§ Directions for this task
Your task is to copy every line of the records below that contains "normal".

§ Source information
PR #32376, opened 2025-02-09
test(fix): reset of cmdline abort state only when the expectation has  finished

fredizzimo:
Without this, it's reset when intermediate unexpected states are received.

Pulled out from https://github.com/neovim/neovim/pull/31837 for easier review.

### DIFF
--- a/test/functional/ui/screen.lua
+++ b/test/functional/ui/screen.lua
@@ -655,12 +655,6 @@ screen:redraw_debug() to show all intermediate screen states.]]
       end
     end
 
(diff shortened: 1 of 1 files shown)


dundargoc:
🤓 type nitpick: the commit type should be `test:` or `test(fix):` as the `fix:` type is for user bugs, and if we use `fix(test):` this change will show up in the "Bug fixes" section of the changelog.

fredizzimo:
I fixed the commits and descriptions of all three of my recent pull requests

PR #32378, opened 2025-02-09
fix(defaults): improve visual search mappings

neeshy:
Problem:  The behavior of the visual search mappings aren't consistent with their normal mode counterparts.
  - The count isn't considered
  - Searching with an empty selection will match every character in the buffer
  - Searching backwards only jumps back when the cursor is positioned at the start of the selection.

Solution:
  - Issue `n` `v:count1` times
  - Error out and exit visual mode when the selection is empty
  - Detect when the cursor is at the start of the selection, and adjust the count accordingly

Also, use the search register instead of the more error-prone approach of feeding the entire search string as an expression

### DIFF
--- a/runtime/lua/vim/_defaults.lua
+++ b/runtime/lua/vim/_defaults.lua
@@ -32,27 +32,53 @@ do
   ---
   --- See |v_star-default| and |v_#-default|
   do
-    local function _visual_search(cmd)
-      assert(cmd == '/' or cmd == '?')
-      local chunks =
-        vim.fn.getregion(vim.fn.getpos('.'), vim.fn.getpos('v'), { type = vim.fn.mode() })
+    local function _visual_search(forward)
+      assert(forward == 0 or forward == 1)
+      local pos = vim.fn.getpos('.')
+      local vpos = vim.fn.getpos('v')
+      local mode = vim.fn.mode()
+      local chunks = vim.fn.getregion(pos, vpos, { type = mode })
       local esc_chunks = vim
         .iter(chunks)
         :map(function(v)
-          return vim.fn.escape(v, cmd == '/' and [[/\]] or [[?\]])
+          return vim.fn.escape(v, [[\]])
         end)
         :totable()
       local esc_pat = table.concat(esc_chunks, [[\n]])
-      local search_cmd = ([[%s\V%s%s]]):format(cmd, esc_pat, '\n')
-      return '\27' .. search_cmd
+      if #esc_pat == 0 then
+        vim.api.nvim_echo({ { 'E348: No string under cursor' } }, true, { err = true })
+        return '<Esc>'
+      end
+      local search = [[\V]] .. esc_pat
+
+      vim.fn.setreg('/', search)
+      vim.fn.histadd('/', search)
+      vim.v.searchforward = forward
+
+      -- The count has to be adjusted when searching backwards and the cursor
+      -- isn't positioned at the beginning of the selection
+      local count = vim.v.count1
+      if forward == 0 then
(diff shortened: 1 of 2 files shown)


runtime/lua/vim/_defaults.lua
```diff
@@ -32,27 +32,59 @@ do
...
+            return line == vline and col > vcol
+          elseif mode == 'V' then
+            return col ~= 1
+          elseif mode == '\22' then
+            return col > vcol
+          end
+        end)()
+      then
+        count = count + 1
+      end
```
zeertzjq, line 78: Maybe it's better to use `o` and `O` to move cursor to the start of the selection?

And to test for this you can remove the `o` in the tests.

neeshy: That sounds like it would involve more logic, especially with <C-V> (since it would have to use different combinations of `o` and `O` for each of the three corners which aren't the top-left). Incrementing the count means all those cases can be collapsed into one.

runtime/lua/vim/_defaults.lua
```diff
@@ -32,27 +32,59 @@ do
...
+      return '<Esc>' .. count .. 'n'
     end
 
     vim.keymap.set('x', '*', function()
```
asmodeus812, line 82: Not sure if this is intended, but the usual * and # ones work on a word boundaries, adding < and > to the pattern, and the g* and g# variations do not, do we need to support visual g* and g# ?

neeshy: I think it makes sense to not use word boundaries since visual `*`/`#` is much more deliberate (you see the boundaries of the selection before you search) than normal mode `*`/`#`.

justinmk (approved):
LGTM, though it's unfortunate that `?` requires all this extra code. Is it worth adding another test?

neeshy:
I figured removing the `o` from https://github.com/neovim/neovim/blob/ac207c3ac20026baa2a4561f5365c2af6a38a357/test/functional/editor/defaults_spec.lua#L142-L151 would make for an adequate test, but that fails: 

```
$ TEST_FILTER='handle various chars properly' make functionaltest
...
FAILED   test/functional/editor/defaults_spec.lua @ 98: default key mappings Visual mode search mappings handle various chars properly
test/functional/editor/defaults_spec.lua:123: Row 1 did not match.
Expected:
  |*{3:testing <CR> /?\!}1                                          |
  |*{4:^testing <CR> /?\!}2                                          |
  |*{3:testing <CR> /?\!}3                                          |
  |*{3:testing <CR> /?\!}4                                          |
  |{1:~                                                           }|
  |{1:~                                                           }|
  |{2:[No Name] [+]                             2,1            All}|
  |*/\Vtesting <CR> \/?\\!                    [2/4]             |
Actual:
  |*{3:t}es{3:t}ing <CR> /?\!1                                          |
  |*{4:^t}es{3:t}ing <CR> /?\!2                                          |
  |*{3:t}es{3:t}ing <CR> /?\!3                                          |
  |*{3:t}es{3:t}ing <CR> /?\!4                                          |
  |{1:~                                                           }|
  |{1:~                                                           }|
  |{2:[No Name] [+]                             2,1            All}|
  |*/\Vt                                      [3/8]             |
```

Which is bizarre; it only searches for the `t`. The same failure can be seen on master if you remove the `o`'s as well. So maybe it's an issue with the test framework?

@zeertzjq do you know what could be causing this?

justinmk:
You could try:

```
n.feed('G0vf!')
n.poke_eventloop()
n.feed('#')
```

neeshy:
OK, that works. Pushed.

justinmk (approved):

PR #32382, opened 2025-02-09
fix(lsp): Show correct activeParameter on vim.lsp.buf.signature_help

### LINKED ISSUE #32381: LSP: `signature_help` shows incorrect active parameter
### Problem

It seems like `vim.lsp.buf.signature_help` always highlights the first parameter regardless of the current cursor position.

Tested on nightly: af0cd9a9075117319808b8c0515cd86628992baf

### Example

```go
// main.go
package main

import (
	"context"
	"fmt"
)

func foo(
	_ context.Context,
	message string,
	id int,
) string {
	return fmt.Sprintf("ID: %d, Message: %s", id, message)
}

func main() {
	ctx := context.Background()
	msg := "Hello, World!"

	res := foo(ctx, msg, 1)

	fmt.Println(res)
}
```

### Steps

* Using the default `C-S` binding in insert mode.
* The first argument is highlighted regardless of the cursor position.
* Tested with `gopls` and `vtsls`.

I used a minimal `nvim` setup using the `NVIM_APPNAME`

```sh
NVIM_APPNAME=tmpvim nvim main.go
```

### Configuration

```lua
-- ~/.config/tmpvim/init.lua
vim.lsp.config["gopls"] = {
	cmd = { "gopls", "-logfile=/tmp/gopls.log", "serve", "--debug=localhost:6060" },
	filetypes = { "go", "gomod" },
}

vim.lsp.enable("gopls")
```

### Video

[asciicast](https://asciinema.org/a/702395)

### Nvim version (nvim -v)

af0cd9a9075117319808b8c0515cd86628992baf

gopls

### Operating system/version

macOS 15

### Log file

_No response_

shantanuraj:
- On some lsps the `textDocument/signatureHelp` response, only includes the `activeParameter` field on the `lsp.SignatureHelp` type.
```lua
{
  {
    result = {
      activeParameter = 2,
      signatures = {
        {
          documentation = {
            kind = "markdown",
            value = ""
          },
          label = "getBuyers(ctx context.Context, orderDB boil.ContextExecutor, supplierID string) ([]*BuyerWithLocation, error)",
          parameters = {
            {
              label = "ctx context.Context"
            },
            {
              label = "orderDB boil.ContextExecutor"
            },
            {
              label = "supplierID string"
            }
          }
        }
      }
    }
  }
}
```

- This change ensures we retain this information before showing the signature information

### Video

* Using the reproduction steps from the linked issue.
[asciicast](https://asciinema.org/a/702394)

### Context

Closes #32381

### DIFF
--- a/runtime/lua/vim/lsp/buf.lua
+++ b/runtime/lua/vim/lsp/buf.lua
@@ -315,6 +315,7 @@ local function process_signature_help_results(results)
       local result = r.result --- @type lsp.SignatureHelp
       if result and result.signatures and result.signatures[1] then
         for _, sig in ipairs(result.signatures) do
+          sig.activeParameter = sig.activeParameter or result.activeParameter
           signatures[#signatures + 1] = { client, sig }
         end
       end


justinmk:
Thanks! This was really bugging me.

justinmk:
Merging this because it's urgent. 

But if you can, adding a test will help a lot in the future. It looks like we have no test coverage for `signature_help` currently. `vim.lsp.buf.signature_help()` is a public function, so it's pretty easy to directly test it. Based on the existing tests, this would imply a new `describe()` block after this line: https://github.com/neovim/neovim/blob/8c2571991ad748b0ee71529951e1502e553aa8ba/test/functional/plugin/lsp_spec.lua#L5228

  describe('lsp.buf.signature_help', function()

You can [run the test](https://github.com/neovim/neovim/blob/master/test/README.md#filter-by-file) like this:

    TEST_FILE=test/functional/plugin/lsp_spec.lua TEST_FILTER=signature_help TEST_TAG= make functionaltest

shantanuraj:
Sure, I'll open another PR to add a test case.

PR #32387, opened 2025-02-09
feat(lsp): add select kind in showMessageRequest

MariaSolOs:
^^

Motivation: I use `dressing.nvim`, which allows one to use [different `select` implementations](https://github.com/stevearc/dressing.nvim?tab=readme-ov-file#advanced-configuration). I would like to customize the picker when coming from this request, but it's a bit tricky because it doesn't include the `kind` (and filtering on the `prompt` is a bit flaky IMO).

### DIFF
--- a/runtime/lua/vim/lsp/handlers.lua
+++ b/runtime/lua/vim/lsp/handlers.lua
@@ -90,6 +90,7 @@ RSC[ms.window_showMessageRequest] = function(_, params)
   local co, is_main = coroutine.running()
   if co and not is_main then
     local opts = {
+      kind = 'lsp_message',
       prompt = params.message .. ': ',
       format_item = function(action)
         return (action.title:gsub('\r\n', '\\r\\n')):gsub('\n', '\\n')


mfussenegger (approved):
lgtm but sounds more like `feat:`?

runtime/lua/vim/lsp/handlers.lua
```diff
@@ -90,6 +90,7 @@ RSC[ms.window_showMessageRequest] = function(_, params)
   local co, is_main = coroutine.running()
   if co and not is_main then
     local opts = {
+      kind = 'lsp_message',
```
justinmk, line 93: Not sure what the existing precedent is, should we use dot instead? 

```suggestion
      kind = 'lsp.message',
```

MariaSolOs: We don't have a precedent, other `kind`s simply don't use a word delimiter (e.g. `codeaction`). Maybe we can set this to `lspmessage`?

justinmk: Not sure. Not a blocker.

MariaSolOs: In that case are we okay with merging this? :)

PR #32391, opened 2025-02-10
refactor(defaults): remove need of ctx from enable_ctx_menu method

siddhantdev:
There seems to be no need to call the method with the ctx parameter when it can be calculated in the method itself.

Relevant discussion: https://github.com/neovim/neovim/pull/32122#discussion_r1948301935

### DIFF
--- a/runtime/lua/vim/_defaults.lua
+++ b/runtime/lua/vim/_defaults.lua
@@ -428,7 +428,7 @@ do
     anoremenu PopUp.How-to\ disable\ mouse  <Cmd>help disable-mouse<CR>
   ]])
 
-  local function enable_ctx_menu(ctx)
+  local function enable_ctx_menu()
     vim.cmd([[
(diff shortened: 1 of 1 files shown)


justinmk (approved):

runtime/lua/vim/_defaults.lua
```diff
@@ -437,9 +437,13 @@ do
...
 
-    if ctx == 'url' then
+    local urls = require('vim.ui')._get_urls()
+    local url = vim.startswith(urls[1], 'http')
+    if url then
       vim.cmd([[amenu enable PopUp.Open\ in\ web\ browser]])
-    elseif ctx == 'lsp' then
+    end
+
+    if vim.lsp.get_clients({ bufnr = 0 })[1] then
```
justinmk, line 446:
```suggestion
    elseif vim.lsp.get_clients({ bufnr = 0 })[1] then
```

PR #32393, opened 2025-02-10
fix(lsp): clear word when expand multi-lines word

glepnir:
Problem: When expanding a completion item that contains a multi-line word, the word is not deleted correctly.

§ Exercise output
Problem:  The behavior of the visual search mappings aren't consistent with their normal mode counterparts.
neeshy: I think it makes sense to not use word boundaries since visual `*`/`#` is much more deliberate (you see the boundaries of the selection before you search) than normal mode `*`/`#`.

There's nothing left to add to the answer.